• What this task involves: Only lines containing "instead" are wanted from the data below. Copy those lines.

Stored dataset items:

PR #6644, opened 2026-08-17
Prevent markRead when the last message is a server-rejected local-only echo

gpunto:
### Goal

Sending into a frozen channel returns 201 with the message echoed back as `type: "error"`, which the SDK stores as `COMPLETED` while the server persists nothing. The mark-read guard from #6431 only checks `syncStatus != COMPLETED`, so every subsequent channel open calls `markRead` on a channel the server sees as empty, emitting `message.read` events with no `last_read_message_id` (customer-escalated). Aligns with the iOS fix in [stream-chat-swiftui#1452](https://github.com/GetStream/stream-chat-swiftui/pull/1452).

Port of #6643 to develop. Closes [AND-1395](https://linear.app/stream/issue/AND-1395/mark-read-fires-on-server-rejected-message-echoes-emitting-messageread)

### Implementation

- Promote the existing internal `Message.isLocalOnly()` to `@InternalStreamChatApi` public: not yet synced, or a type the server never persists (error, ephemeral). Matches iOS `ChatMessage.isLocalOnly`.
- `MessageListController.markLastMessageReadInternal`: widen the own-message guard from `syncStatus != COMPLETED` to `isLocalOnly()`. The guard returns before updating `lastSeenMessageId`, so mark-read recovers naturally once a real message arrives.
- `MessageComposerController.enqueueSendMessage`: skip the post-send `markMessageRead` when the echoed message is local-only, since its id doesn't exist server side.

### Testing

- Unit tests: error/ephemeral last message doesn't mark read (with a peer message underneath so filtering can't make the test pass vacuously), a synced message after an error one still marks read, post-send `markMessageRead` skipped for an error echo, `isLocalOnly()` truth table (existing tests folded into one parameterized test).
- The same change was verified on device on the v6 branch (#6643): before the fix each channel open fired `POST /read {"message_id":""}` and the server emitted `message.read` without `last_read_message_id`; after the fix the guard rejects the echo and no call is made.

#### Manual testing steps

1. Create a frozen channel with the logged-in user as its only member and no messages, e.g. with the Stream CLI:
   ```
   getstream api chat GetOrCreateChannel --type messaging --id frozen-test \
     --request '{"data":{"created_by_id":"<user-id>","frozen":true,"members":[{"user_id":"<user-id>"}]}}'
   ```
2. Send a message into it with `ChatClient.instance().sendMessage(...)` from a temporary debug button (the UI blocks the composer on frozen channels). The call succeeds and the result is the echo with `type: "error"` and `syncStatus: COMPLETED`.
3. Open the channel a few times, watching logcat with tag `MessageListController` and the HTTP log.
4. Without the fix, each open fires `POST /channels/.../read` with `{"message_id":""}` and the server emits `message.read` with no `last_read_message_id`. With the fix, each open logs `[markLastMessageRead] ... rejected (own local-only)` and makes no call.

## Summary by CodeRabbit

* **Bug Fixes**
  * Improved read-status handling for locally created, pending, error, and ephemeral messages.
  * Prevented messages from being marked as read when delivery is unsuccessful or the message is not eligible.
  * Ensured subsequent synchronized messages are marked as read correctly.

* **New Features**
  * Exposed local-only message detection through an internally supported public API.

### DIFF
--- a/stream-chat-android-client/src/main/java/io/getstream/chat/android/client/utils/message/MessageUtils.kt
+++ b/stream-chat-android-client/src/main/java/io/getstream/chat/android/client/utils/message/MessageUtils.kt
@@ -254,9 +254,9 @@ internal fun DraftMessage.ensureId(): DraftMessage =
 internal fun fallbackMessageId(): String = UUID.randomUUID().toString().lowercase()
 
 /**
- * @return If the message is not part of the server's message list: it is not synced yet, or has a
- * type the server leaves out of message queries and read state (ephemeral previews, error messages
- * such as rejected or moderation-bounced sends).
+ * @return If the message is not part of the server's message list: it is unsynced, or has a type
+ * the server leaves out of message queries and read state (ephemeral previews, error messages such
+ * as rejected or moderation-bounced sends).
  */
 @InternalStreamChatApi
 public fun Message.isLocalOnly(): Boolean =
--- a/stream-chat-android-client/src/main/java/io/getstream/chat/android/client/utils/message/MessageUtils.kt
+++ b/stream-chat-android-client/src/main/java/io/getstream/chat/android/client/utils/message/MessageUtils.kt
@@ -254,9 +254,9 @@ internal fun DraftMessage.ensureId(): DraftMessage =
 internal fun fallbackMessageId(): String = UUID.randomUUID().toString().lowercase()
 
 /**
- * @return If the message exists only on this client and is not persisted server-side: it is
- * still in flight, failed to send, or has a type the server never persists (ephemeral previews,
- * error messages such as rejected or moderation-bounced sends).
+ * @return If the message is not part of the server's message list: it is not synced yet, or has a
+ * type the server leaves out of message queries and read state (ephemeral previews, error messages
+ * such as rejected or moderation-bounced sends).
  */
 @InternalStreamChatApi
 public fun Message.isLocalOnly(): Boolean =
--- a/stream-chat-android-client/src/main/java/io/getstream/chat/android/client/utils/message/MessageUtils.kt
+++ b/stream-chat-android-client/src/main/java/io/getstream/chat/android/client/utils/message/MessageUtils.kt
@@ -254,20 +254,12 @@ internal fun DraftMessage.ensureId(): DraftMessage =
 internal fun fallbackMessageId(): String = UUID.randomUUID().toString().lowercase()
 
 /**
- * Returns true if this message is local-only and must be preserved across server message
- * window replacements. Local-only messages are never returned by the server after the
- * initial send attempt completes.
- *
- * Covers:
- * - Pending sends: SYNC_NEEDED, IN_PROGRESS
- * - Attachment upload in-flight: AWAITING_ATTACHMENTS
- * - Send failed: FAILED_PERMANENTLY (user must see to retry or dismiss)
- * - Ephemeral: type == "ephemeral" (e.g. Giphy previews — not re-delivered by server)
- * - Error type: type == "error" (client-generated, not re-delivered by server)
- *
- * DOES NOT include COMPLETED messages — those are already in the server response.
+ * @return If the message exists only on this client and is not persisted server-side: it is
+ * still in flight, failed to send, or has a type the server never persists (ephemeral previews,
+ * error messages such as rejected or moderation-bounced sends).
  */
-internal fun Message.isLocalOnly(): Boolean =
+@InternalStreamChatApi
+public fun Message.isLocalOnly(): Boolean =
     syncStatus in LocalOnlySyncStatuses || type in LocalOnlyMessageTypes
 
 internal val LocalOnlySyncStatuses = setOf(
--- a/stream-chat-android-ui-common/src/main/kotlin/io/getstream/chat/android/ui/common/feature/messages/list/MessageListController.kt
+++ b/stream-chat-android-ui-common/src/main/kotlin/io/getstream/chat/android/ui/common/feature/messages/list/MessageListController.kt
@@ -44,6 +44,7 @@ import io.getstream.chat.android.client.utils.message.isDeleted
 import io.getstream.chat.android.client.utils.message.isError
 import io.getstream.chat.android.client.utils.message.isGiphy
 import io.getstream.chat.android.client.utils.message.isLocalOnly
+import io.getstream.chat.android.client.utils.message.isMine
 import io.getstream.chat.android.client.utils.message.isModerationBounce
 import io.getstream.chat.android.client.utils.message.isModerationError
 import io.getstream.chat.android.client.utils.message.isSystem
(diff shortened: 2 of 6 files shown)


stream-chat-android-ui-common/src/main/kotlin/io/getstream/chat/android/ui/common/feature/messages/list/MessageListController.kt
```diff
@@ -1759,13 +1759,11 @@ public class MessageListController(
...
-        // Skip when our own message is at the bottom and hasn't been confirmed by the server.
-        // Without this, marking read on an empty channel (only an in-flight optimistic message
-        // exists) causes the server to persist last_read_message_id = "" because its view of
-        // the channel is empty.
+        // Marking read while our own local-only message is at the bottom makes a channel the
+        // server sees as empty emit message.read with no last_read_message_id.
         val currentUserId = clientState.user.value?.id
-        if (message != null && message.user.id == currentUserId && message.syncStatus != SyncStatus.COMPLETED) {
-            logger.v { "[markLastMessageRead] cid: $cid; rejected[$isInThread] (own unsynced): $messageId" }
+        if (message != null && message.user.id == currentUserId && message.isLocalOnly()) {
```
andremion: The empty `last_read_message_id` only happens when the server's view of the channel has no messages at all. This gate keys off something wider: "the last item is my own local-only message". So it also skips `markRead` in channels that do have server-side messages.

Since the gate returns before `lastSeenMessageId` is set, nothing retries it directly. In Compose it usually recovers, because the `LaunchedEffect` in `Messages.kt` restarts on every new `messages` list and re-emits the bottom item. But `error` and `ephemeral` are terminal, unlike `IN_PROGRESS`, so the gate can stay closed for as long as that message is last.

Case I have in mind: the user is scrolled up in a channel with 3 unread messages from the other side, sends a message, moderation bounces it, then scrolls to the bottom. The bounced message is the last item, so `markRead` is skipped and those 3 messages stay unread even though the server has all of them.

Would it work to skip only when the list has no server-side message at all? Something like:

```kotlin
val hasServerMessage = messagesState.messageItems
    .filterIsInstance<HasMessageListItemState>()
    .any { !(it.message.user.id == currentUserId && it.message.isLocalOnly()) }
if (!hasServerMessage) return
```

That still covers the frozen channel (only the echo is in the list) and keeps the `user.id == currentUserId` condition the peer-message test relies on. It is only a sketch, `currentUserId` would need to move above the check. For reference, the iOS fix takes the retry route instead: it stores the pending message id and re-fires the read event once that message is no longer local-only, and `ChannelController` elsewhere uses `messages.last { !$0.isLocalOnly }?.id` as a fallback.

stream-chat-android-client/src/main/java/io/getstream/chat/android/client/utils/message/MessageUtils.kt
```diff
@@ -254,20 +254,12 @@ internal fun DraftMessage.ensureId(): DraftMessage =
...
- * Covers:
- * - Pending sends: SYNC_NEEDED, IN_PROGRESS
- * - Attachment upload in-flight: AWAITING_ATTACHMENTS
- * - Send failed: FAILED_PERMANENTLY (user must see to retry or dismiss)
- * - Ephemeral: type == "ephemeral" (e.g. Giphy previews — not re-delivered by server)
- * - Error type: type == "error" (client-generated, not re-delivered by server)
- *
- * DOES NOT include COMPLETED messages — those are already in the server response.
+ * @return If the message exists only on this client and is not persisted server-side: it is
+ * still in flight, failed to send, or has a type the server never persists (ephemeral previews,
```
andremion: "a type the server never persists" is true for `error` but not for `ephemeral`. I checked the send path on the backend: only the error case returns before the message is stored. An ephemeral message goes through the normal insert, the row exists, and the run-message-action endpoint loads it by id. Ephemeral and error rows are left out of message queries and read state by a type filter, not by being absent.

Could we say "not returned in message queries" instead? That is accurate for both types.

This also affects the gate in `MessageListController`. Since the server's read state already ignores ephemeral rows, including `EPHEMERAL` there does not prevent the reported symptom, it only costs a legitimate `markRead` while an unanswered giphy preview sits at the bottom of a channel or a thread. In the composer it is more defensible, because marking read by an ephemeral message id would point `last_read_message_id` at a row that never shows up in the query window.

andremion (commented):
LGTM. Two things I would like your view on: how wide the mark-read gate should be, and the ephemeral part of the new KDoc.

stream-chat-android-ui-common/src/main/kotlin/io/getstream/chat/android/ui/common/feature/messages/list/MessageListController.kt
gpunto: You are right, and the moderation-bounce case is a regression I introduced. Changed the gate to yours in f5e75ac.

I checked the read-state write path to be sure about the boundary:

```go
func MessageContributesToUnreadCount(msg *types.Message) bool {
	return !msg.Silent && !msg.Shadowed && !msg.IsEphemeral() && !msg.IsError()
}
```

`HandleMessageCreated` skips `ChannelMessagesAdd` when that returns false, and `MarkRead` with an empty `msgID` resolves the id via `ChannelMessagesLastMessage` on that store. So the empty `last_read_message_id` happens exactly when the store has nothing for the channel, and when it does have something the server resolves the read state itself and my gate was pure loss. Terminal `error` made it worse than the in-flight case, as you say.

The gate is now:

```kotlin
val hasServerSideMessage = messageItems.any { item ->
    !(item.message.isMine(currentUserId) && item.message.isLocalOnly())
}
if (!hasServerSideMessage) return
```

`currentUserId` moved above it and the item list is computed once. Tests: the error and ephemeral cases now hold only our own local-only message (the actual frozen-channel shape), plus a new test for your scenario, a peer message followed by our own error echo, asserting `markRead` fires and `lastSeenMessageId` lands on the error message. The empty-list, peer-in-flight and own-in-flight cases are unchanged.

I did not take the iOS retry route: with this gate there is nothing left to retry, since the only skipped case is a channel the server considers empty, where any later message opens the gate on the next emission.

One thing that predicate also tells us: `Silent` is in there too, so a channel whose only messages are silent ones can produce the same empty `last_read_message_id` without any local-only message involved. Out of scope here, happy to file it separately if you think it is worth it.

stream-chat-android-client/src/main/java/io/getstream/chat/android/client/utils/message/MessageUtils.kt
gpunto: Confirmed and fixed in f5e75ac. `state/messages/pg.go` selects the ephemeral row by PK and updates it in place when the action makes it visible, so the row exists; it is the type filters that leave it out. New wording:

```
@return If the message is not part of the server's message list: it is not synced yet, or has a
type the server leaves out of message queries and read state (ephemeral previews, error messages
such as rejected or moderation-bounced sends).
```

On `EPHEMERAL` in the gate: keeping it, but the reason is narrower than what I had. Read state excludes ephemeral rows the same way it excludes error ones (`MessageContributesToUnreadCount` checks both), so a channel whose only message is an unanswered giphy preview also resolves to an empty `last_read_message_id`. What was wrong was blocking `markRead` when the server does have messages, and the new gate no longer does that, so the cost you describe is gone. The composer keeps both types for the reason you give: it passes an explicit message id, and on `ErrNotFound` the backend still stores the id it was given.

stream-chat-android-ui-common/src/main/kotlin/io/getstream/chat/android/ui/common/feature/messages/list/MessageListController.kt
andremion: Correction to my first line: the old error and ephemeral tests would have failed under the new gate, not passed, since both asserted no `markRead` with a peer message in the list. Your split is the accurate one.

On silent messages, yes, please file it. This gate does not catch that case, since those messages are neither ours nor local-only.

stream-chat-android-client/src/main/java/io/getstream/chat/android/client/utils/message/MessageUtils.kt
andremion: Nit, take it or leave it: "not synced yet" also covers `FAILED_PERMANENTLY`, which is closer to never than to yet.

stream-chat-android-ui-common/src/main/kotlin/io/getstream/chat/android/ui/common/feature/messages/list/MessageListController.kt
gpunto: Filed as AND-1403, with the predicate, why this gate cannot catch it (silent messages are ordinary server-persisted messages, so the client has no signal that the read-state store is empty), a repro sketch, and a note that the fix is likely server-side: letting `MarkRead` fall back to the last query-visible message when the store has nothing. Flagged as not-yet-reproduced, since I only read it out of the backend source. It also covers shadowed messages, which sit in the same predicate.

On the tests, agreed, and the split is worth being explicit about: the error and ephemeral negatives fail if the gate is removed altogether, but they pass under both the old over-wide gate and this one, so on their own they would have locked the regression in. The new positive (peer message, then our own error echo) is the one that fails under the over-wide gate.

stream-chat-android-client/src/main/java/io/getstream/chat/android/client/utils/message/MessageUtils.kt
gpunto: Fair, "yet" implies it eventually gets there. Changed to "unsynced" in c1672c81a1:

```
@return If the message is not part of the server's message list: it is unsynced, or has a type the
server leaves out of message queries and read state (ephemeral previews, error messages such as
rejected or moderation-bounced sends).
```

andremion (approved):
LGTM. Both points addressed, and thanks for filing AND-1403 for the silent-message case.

• Response box:
That still covers the frozen channel (only the echo is in the list) and keeps the `user.id == currentUserId` condition the peer-message test relies on. It is only a sketch, `currentUserId` would need to move above the check. For reference, the iOS fix takes the retry route instead: it stores the pending message id and re-fires the read event once that message is no longer local-only, and `ChannelController` elsewhere uses `messages.last { !$0.isLocalOnly }?.id` as a fallback.
Could we say "not returned in message queries" instead? That is accurate for both types.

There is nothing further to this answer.